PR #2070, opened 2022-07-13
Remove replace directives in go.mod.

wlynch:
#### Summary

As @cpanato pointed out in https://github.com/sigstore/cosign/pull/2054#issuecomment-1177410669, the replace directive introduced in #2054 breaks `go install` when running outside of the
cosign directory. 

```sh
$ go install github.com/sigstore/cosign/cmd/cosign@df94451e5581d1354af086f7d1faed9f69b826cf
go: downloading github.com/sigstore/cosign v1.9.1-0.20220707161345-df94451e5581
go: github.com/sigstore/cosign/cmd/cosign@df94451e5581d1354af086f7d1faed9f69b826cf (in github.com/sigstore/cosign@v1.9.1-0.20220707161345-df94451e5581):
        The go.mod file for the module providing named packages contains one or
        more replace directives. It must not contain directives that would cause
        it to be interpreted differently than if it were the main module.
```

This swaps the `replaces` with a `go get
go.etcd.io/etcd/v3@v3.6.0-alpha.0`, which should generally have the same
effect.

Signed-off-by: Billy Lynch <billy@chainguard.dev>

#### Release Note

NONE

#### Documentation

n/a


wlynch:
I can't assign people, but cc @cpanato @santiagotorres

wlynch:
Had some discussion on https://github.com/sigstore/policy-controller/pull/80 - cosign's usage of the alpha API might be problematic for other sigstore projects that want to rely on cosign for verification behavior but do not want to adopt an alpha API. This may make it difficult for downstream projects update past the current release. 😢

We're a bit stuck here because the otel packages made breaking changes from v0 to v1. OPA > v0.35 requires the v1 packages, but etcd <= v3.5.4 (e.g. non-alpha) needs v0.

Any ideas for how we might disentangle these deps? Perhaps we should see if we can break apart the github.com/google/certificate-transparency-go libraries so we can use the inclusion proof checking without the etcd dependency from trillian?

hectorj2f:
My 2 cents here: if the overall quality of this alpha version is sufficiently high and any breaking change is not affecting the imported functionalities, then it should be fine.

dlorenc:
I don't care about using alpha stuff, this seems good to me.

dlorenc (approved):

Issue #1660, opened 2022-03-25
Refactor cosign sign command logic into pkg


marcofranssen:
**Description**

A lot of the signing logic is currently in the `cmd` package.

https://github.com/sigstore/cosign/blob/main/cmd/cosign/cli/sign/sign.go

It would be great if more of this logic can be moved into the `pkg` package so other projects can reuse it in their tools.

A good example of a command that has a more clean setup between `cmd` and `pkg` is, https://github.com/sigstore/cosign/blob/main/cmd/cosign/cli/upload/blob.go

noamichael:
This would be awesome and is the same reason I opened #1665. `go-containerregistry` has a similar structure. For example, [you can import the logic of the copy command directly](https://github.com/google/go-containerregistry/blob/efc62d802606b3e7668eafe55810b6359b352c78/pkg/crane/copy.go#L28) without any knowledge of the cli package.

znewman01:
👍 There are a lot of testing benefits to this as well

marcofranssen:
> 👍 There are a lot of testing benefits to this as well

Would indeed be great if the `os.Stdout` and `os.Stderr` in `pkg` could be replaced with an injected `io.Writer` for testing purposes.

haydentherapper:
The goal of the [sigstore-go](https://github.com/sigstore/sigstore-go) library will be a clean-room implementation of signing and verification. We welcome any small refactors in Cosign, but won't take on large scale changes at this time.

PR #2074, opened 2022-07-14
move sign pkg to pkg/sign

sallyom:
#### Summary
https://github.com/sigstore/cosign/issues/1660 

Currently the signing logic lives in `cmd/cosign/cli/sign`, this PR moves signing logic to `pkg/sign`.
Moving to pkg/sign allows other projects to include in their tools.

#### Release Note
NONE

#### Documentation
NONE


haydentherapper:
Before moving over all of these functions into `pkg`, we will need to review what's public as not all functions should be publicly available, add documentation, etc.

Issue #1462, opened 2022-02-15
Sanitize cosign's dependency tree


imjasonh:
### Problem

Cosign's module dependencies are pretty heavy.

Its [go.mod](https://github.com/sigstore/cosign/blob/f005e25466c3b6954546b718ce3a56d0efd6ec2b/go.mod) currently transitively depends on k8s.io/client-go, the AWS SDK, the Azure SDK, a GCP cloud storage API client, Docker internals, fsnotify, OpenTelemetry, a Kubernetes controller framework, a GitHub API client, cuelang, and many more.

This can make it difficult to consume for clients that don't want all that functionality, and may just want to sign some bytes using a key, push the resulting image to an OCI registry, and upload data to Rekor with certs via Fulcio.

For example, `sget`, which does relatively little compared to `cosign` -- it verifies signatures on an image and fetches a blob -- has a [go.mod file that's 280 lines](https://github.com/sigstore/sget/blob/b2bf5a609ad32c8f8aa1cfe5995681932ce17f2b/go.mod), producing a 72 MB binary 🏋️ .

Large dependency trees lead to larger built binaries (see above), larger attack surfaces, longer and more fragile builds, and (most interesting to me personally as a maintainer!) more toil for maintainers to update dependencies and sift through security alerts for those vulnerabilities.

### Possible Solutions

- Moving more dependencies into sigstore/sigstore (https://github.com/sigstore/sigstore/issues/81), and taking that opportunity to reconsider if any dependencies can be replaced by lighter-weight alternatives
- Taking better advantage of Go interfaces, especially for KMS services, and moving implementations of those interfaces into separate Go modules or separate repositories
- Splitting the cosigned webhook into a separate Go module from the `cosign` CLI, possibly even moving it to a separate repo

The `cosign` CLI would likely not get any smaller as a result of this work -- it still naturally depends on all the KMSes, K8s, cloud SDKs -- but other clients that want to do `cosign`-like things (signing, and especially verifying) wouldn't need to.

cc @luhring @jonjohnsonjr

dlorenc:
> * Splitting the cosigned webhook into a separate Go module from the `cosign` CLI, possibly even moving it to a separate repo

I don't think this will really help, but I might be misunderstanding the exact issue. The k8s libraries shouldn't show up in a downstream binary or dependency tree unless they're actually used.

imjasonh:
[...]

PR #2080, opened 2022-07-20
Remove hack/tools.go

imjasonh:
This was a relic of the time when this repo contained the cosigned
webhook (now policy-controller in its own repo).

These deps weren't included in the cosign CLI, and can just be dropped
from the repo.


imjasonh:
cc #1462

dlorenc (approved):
==
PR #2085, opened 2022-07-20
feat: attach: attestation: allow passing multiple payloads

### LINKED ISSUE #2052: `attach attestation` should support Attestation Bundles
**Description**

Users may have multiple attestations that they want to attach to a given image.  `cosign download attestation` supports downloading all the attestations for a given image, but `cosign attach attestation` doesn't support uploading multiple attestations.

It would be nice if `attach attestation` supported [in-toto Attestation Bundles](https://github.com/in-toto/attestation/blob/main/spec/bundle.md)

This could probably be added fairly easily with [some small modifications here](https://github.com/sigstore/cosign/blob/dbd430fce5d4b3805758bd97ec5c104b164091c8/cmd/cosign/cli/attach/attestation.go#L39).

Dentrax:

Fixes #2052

_Exercise requirements:_ Give back, unchanged, the run of lines in the listing above that begins at the line containing "PR #2070, opened 2022-07-13" and ends at the line containing "Had some discussion", both included.

_Task result:_
PR #2070, opened 2022-07-13
Remove replace directives in go.mod.

wlynch:
#### Summary

As @cpanato pointed out in https://github.com/sigstore/cosign/pull/2054#issuecomment-1177410669, the replace directive introduced in #2054 breaks `go install` when running outside of the
cosign directory. 

```sh
$ go install github.com/sigstore/cosign/cmd/cosign@df94451e5581d1354af086f7d1faed9f69b826cf
go: downloading github.com/sigstore/cosign v1.9.1-0.20220707161345-df94451e5581
go: github.com/sigstore/cosign/cmd/cosign@df94451e5581d1354af086f7d1faed9f69b826cf (in github.com/sigstore/cosign@v1.9.1-0.20220707161345-df94451e5581):
        The go.mod file for the module providing named packages contains one or
        more replace directives. It must not contain directives that would cause
        it to be interpreted differently than if it were the main module.
```

This swaps the `replaces` with a `go get
go.etcd.io/etcd/v3@v3.6.0-alpha.0`, which should generally have the same
effect.

Signed-off-by: Billy Lynch <billy@chainguard.dev>

#### Release Note

NONE

#### Documentation

n/a


wlynch:
I can't assign people, but cc @cpanato @santiagotorres

wlynch:
Had some discussion on https://github.com/sigstore/policy-controller/pull/80 - cosign's usage of the alpha API might be problematic for other sigstore projects that want to rely on cosign for verification behavior but do not want to adopt an alpha API. This may make it difficult for downstream projects update past the current release. 😢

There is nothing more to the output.